## YOUR ASSIGNMENT:
Among the entries below, find the line with "arthosofteq, line 313: what", then quote it and each following line up to and including the line with "arthosofteq, line 316: Are", and nothing else.

[Stored data]
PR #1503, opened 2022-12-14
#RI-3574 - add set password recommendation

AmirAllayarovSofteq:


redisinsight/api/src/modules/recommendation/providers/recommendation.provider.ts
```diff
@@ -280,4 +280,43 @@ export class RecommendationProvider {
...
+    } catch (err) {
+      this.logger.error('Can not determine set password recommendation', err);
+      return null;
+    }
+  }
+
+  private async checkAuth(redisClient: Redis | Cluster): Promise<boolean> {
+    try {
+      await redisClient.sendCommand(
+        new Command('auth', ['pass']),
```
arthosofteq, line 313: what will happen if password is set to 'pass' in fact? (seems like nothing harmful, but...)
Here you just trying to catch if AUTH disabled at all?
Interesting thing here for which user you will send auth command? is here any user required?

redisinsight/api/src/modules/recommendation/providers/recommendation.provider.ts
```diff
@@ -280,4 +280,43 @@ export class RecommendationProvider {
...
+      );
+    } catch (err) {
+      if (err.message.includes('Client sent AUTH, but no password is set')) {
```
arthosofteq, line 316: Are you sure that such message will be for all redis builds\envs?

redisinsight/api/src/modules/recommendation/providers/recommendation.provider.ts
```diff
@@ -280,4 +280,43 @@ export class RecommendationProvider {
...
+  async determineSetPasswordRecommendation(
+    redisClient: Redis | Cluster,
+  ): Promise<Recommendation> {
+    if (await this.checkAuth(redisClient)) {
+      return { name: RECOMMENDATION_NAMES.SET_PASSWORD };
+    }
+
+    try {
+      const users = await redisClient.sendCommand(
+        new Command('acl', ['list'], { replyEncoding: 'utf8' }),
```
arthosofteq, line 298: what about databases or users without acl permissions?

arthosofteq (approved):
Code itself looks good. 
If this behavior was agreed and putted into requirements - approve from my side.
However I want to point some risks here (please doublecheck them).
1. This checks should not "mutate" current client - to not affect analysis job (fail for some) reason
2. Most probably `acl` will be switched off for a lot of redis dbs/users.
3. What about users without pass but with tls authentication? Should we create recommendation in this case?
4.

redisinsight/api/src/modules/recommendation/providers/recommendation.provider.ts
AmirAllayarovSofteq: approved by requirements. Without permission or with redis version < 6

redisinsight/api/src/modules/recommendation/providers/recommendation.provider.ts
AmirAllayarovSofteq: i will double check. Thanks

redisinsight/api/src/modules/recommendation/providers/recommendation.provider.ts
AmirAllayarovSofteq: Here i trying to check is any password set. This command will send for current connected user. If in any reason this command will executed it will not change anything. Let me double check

==

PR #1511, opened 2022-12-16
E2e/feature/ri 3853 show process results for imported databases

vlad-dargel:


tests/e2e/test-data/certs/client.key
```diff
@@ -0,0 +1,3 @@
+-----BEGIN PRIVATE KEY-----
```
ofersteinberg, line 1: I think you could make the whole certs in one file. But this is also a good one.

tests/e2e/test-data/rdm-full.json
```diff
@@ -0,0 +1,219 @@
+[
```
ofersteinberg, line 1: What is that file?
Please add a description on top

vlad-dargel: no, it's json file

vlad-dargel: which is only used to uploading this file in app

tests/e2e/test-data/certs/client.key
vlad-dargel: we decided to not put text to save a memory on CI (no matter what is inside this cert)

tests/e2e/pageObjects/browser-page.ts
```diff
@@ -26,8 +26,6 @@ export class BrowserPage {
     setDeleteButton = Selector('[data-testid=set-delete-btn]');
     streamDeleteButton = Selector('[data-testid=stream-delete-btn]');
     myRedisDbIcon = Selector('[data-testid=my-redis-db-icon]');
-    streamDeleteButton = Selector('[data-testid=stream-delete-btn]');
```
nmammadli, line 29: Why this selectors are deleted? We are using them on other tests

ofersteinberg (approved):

## TASK ANSWER:
arthosofteq, line 313: what will happen if password is set to 'pass' in fact? (seems like nothing harmful, but...)
Here you just trying to catch if AUTH disabled at all?
Interesting thing here for which user you will send auth command? is here any user required?

redisinsight/api/src/modules/recommendation/providers/recommendation.provider.ts
```diff
@@ -280,4 +280,43 @@ export class RecommendationProvider {
...
+      );
+    } catch (err) {
+      if (err.message.includes('Client sent AUTH, but no password is set')) {
```
arthosofteq, line 316: Are you sure that such message will be for all redis builds\envs?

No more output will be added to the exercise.